Hab bei Thyssen, damals noch nicht mit Krupp, gearbeitet.
Früher war´s eine "Unitronic B" --> Analogregelung.
Ab 95 (ich war bis 96 dort) war´s Unitronic C --> µC Steuerung.
Ich denke dass "die Kleinen" ähnlich arbeiten, da sie zukaufen, zumindest war es zu meiner Zeit so.
Diese "C" war eine kleine Kompakte Steuerung, die auch auf der Anlage nachjustiert werden konnte:
einen bestimmten Halt auslassen (weil noch Baustelle),
diverse Fahr und Geschwindigkeitsparameter, Türlauf usw

viel Erfolg!


----------



## hhbjörn (24 August 2008)

danke dir erstmal ich muss zu einer kleinen bude denke die kaufen alles zu 
gruß björn


----------



## TimoK (25 August 2008)

Guten Morgen,
die neuen Aufzüge, die bei uns verbaut wurden, werden mit einer s7-200 gesteuert. Hersteller des Aufzugs müsste ich allerdings noch mal eben nachgucken...

Ansonsten hätte ich noch einige Aufzüge in guter alter Schütztechnik anzubieten, da sind µC Steuerungen noch meilenweit entfernt  


Einen schönen Start in die Woche,

Timo


----------



## nade (25 August 2008)

http://www.kasper-aufzuege.net/hmd.html
Unter PRodukte, Steuerung zu sehen was die verwenden.
Mir nicht bekannt das die soooo riesen groß wären.


http://www.wiesen-aufzuege.de/ Auch nicht groß, aber auch dementsprechend die Internetseite.

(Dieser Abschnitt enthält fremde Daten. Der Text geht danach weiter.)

PR #241, opened 2026-04-17
feat: multi-account Phase 3+4 — API auth, instance picker, dashboard switcher

chrisrogers37:
## Summary

Completes the multi-account migration Phases 3 and 4, building on the data layer (Phase 1) and bot handlers (Phase 2).

**Phase 3 — API + Auth (#235):**
- `SessionPayload.chatId` → `activeChatId: number | null` — login starts with null
- `GET /api/instances` + backend `/api/onboarding/instances` — lists user's instances with stats
- `POST /api/instances/:id/select` — validates membership, reissues JWT with activeChatId
- BFF proxy rejects when activeChatId is null (422); middleware redirects to `/instances`
- Upload proxy also guards on null activeChatId

**Phase 4 — Frontend (#236):**
- `/instances` page: auto-redirect (1 instance), card picker (multiple), CTA (0 instances)
- Instance switcher dropdown in dashboard header (visible with 2+ instances)
- `/webapp/instances` Mini App entry point for Telegram WebView

**Cleanup from /simplify:**
- Shared `Instance` type, `formatLastPost` util, `SESSION_COOKIE_OPTIONS` constant
- Extracted `_validate_auth()` Python helper (deduplicated auth-only validation)
- Proper `useCallback` deps (removed eslint-disable suppressions)

Closes #235, closes #236

## Test plan
- [ ] 1606 Python tests pass (verified locally)
- [ ] TypeScript compiles clean (verified locally)
- [ ] Login flow: new session gets activeChatId=null → redirected to /instances
- [ ] Single instance: auto-selects and redirects to /dashboard
- [ ] Multiple instances: picker renders with stats, selecting reissues JWT
- [ ] Zero instances: CTA linking to Telegram bot
- [ ] Dashboard header shows switcher dropdown with 2+ instances
- [ ] BFF proxy returns 422 if activeChatId somehow null on dashboard API calls
- [ ] /webapp/instances renders correctly in Telegram WebView

🤖 Generated with [Claude Code](https://claude.com/claude-code)

PR #246, opened 2026-04-17
BFF proxy: validate activeChatId against active memberships per-request

### LINKED ISSUE #242: BFF proxy: validate activeChatId against active memberships per-request
## Context

Phase 3 plan item: "BFF proxy: validate activeChatId against active memberships on each request."

Currently the BFF proxy (`landing/src/app/api/dashboard/[...path]/route.ts`) only checks `activeChatId !== null`. If a user is removed from a group mid-session, their JWT still carries that `activeChatId` and they can proxy requests for up to 24h (JWT lifetime).

## Options

1. **Per-request backend check** — Call a lightweight membership-check endpoint before forwarding. Adds ~50ms latency per dashboard API call.
2. **Short-lived JWT + refresh** — Reduce JWT lifetime to e.g. 1h and revalidate memberships on refresh. Less per-request overhead.
3. **Cache with TTL** — Cache the user's membership list in-memory or edge KV with a 5-min TTL. Best latency but adds caching complexity.

## Severity

Low — requires both (a) a user being removed from a group AND (b) that user actively using the dashboard within the same session. The JWT expires naturally after 24h.

Flagged during PR #241 review (Phase 3+4).

chrisrogers37:
## Summary
- Adds per-request membership validation to the BFF proxy (`/api/dashboard/[...path]`). Each proxied request now checks that the user's `activeChatId` corresponds to an active membership before forwarding.
- If membership is invalid (user removed from group mid-session), the JWT is reissued with `activeChatId: null` and a 403 is returned with `code: "MEMBERSHIP_INVALID"`, forcing the frontend to redirect to the instance picker.
- Extracts `fetchUserInstances()` into `@/lib/backend.ts`, eliminating duplicated instances-endpoint calls across the proxy, instance select, and instance list routes.
- Gracefully degrades: if the membership check fails (backend unreachable), the request falls through to normal proxy behavior where backend-level auth still applies.

## Design choice
Implements Option 1 from #242 (per-request backend check, ~50ms latency). The check is serial before the proxied request to prevent side effects on POST/PUT/DELETE for unauthorized users.

## Files changed
- `landing/src/lib/backend.ts` — new `fetchUserInstances()` helper
- `landing/src/app/api/dashboard/[...path]/route.ts` — membership validation added
- `landing/src/app/api/instances/route.ts` — refactored to use `fetchUserInstances()`
- `landing/src/app/api/instances/[id]/select/route.ts` — refactored to use `fetchUserInstances()`

## Test plan
- [ ] Log in, select an instance, verify dashboard API calls still work normally
- [ ] Remove user from a group in the backend DB (`is_active = false`), then make a dashboard API call — should get 403 with `MEMBERSHIP_INVALID`
- [ ] Verify the session cookie is reissued without `activeChatId` after the 403
- [ ] Verify subsequent page navigation redirects to `/instances`
- [ ] Verify instance picker and instance selection still work after refactor
- [ ] Verify behavior when backend is unreachable — proxy should fall through gracefully

Closes #242


chrisrogers37 (commented):
## Review: BFF Proxy Per-Request Membership Validation

Clean, well-scoped security PR. The design is correct and the graceful degradation approach is the right call.

**One blocker (CI), two minor points below.**

---

## Blocker

### CHANGELOG.md not updated — CI failing

Add an entry under `## [Unreleased]`.

---

## Security Logic Trace

**Membership check in BFF proxy:**

```typescript
const instances = await fetchUserInstances(session.userId);
if (instances && !instances.some((i) => i.telegram_chat_id === session.activeChatId)) {
  // reissue JWT with activeChatId: null, return 403
}
// instances === null → backend unreachable → fall through
```

All cases correct:
- Active membership → match found → proxy ✓
- User removed → no match → 403 + JWT reissued with `activeChatId: null` ✓
- `instances === null` (backend down) → falls through, backend-level auth on the proxied request still applies ✓
- `fetchUserInstances` throws → caught, falls through ✓
- Empty membership list `[]` → `instances && !some(...)` → true → 403 ✓

**JWT reissue:** `{ ...session, activeChatId: null }` correctly preserves all other session fields. ✓

**`fetchUserInstances`:** calls `backendFetchJson("instances", 0, userId)` which generates `generateUrlToken(0, userId)` — same auth-only convention established in #241. Backend validates via `_validate_auth` (no chat_id check). ✓

**`select/route.ts` refactor:** Old `data.instances?.find()` with optional chaining replaced by `instances.find()` since `fetchUserInstances` guarantees non-null on success. Cleaner. ✓

**`instances/route.ts` behavioral note:** Old code forwarded the backend's original status code for 4xx errors; new code always returns 502. The frontend only checks for `instances === null` and shows a generic error, so no practical impact.

---

## Suggestion

### No frontend handling of `MEMBERSHIP_INVALID` — stale dashboard visible until next navigation

When this 403 fires on a Server Component request, the component gets `null` from `backendFetchJson` and renders with empty/default data. The reissued cookie (with `activeChatId: null`) only triggers the middleware redirect on the **next** page navigation. So the current behavior is: removed user sees a blank dashboard, then redirects to `/instances` when they click anything.

This is acceptable for a security hardening PR — correctness is what matters and the user does get locked out. But a follow-up improvement worth tracking: have the dashboard layout detect a `MEMBERSHIP_INVALID` response from a client-side API call and immediately redirect, or have Server Components check for the 403 code and redirect server-side. Not blocking.

---

## Nit

### `InstanceInfo` in `backend.ts` partially duplicates `Instance` in `types.ts`

```typescript
// backend.ts (new)
interface InstanceInfo {
  telegram_chat_id: number;
  display_name?: string;
  [key: string]: unknown;
}

// types.ts (existing)
export interface Instance {
  chat_settings_id: string;
  telegram_chat_id: number;
  display_name: string;
  // ...
}
```

For a server-side internal type it's reasonable to keep them separate (avoids importing frontend types into a backend utility). The `[key: string]: unknown` index signature is a pragmatic choice. Acceptable as-is, but if the codebase grows more of these, consolidating around `Instance` or shared picks would reduce drift.

---

## Verification

| Item | Result |
|------|--------|
| Lint | ✓ Pass |
| Tests | ✓ Pass (1606) |
| Security Scan | ✓ Pass |
| Vercel | ✓ Pass |
| CHANGELOG | ✗ Not updated |
| Membership check logic | ✓ All cases correct |
| Graceful degradation | ✓ Backend-unreachable falls through safely |
| JWT reissue correctness | ✓ Fields preserved, activeChatId nulled |
| `fetchUserInstances` deduplication | ✓ 3 call sites consolidated |

Add the CHANGELOG entry and this is ready.

chrisrogers37 (commented):
## Re-review: CHANGELOG fixed, all CI green — approved ✓

Single fix commit (`536432e1`) adds the CHANGELOG entry. All checks pass: Lint ✓ · Tests ✓ · Security Scan ✓ · CHANGELOG ✓ · Vercel ✓ · GitGuardian ✓.

No new code changes. Prior review findings all remain resolved. Ready to merge.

http://www.trierer-aufzugbau.de


----------



## Jumper (26 August 2008)

Es passt zwar nicht ganz zum Thema aber heute Nacht wollte ich vom 10 Stock eines Hauses mit dem Aufzug runterfahren!(Irgend ein altes Modell mit Tür zum aufziehen, Hersteller nirgends angegeben!)Ich Lauf zum Aufzug ziehe mal so an der Tür! Tür geht auf  und ich stehe vor einem 20 meter Tiefen Schacht!(aufzug unter mir(der hammer oder??)
Habe dann sofort die Hausverwaltung informiert(geweckt)
Die meinten Sie hätten wegen dem selben Problem schon mal einen Servicetechniker geholt der häbe keinen Fehler gefunden!
Sommit war das für die erledigt!(Hat abgelegt)
Ich ruf natürlich wieder an !!
Nach langer Diskussion sind Sie
 dann vorbeigekommen und haben an jede Türe ein Schild geglebt !Aufzug defekt bitte nicht verwenden!Lebensgefahr!)
Und Sie haben mir versprochen nochmals ein Serviceteam kommen zu lassen!!
Ich war der Meinung die ganze Anlage müsste sofort abgeschaltet werden und überprüft werden ob alle Türen zu sind!
Darauf die Hausverwaltung:"Sie häbe keine Möglichkeit den Aufzug abzuschalten und man könne ja nun ja in der Nacht keinen Service und auch keinen 'Hausmeister anrufen.................:sm10::sm10::sm10:
Ich daraufhin::sw9::sw9::sw9::sw9::sw9::sw9:
Habe dann die Tel. vom Hausmeister besorgt der leider nicht abnahm!!
Für mich war die Sa<he dann erstmal erledigt!!


----------



## Cerberus (26 August 2008)

Jumper schrieb:


> Es passt zwar nicht ganz zum Thema aber heute Nacht wollte ich vom 10 Stock eines Hauses mit dem Aufzug runterfahren!(Irgend ein altes Modell mit Tür zum aufziehen, Hersteller nirgends angegeben!)Ich Lauf zum Aufzug ziehe mal so an der Tür! Tür geht auf und ich stehe vor einem 20 meter Tiefen Schacht!(aufzug unter mir(der hammer oder??)
> Habe dann sofort die Hausverwaltung informiert(geweckt)
> Die meinten Sie hätten wegen dem selben Problem schon mal einen Servicetechniker geholt der häbe keinen Fehler gefunden!
> Sommit war das für die erledigt!(Hat abgelegt)
> ...


 
Ist ja hammer! Dass da noch nix passiert ist?!:sb7::sb7::sb7::sb7::sb7:


----------



## vierlagig (26 August 2008)

Cerberus schrieb:


> Ist ja hammer! Dass da noch nix passiert ist?!:sb7::sb7::sb7::sb7::sb7:



ich denke mal, dass die meisten leute, da sie ja den fahrstuhl benutzen wollen, einfach darauf warten, dass er da ist ... warum sollte ich die tür aufmachen wollen, wenn ich weiß, da is nix wo ich einsteigen kann?


----------



## Cerberus (26 August 2008)

Es gibt aber bestimmt auch welche, die gerade in Gedanken versunken sind. Wenn nu da einer die Tür aufmacht, ohne wirklich darauf zu achten, ob ein Farhstuhl da ist oder nicht, ist es passiert.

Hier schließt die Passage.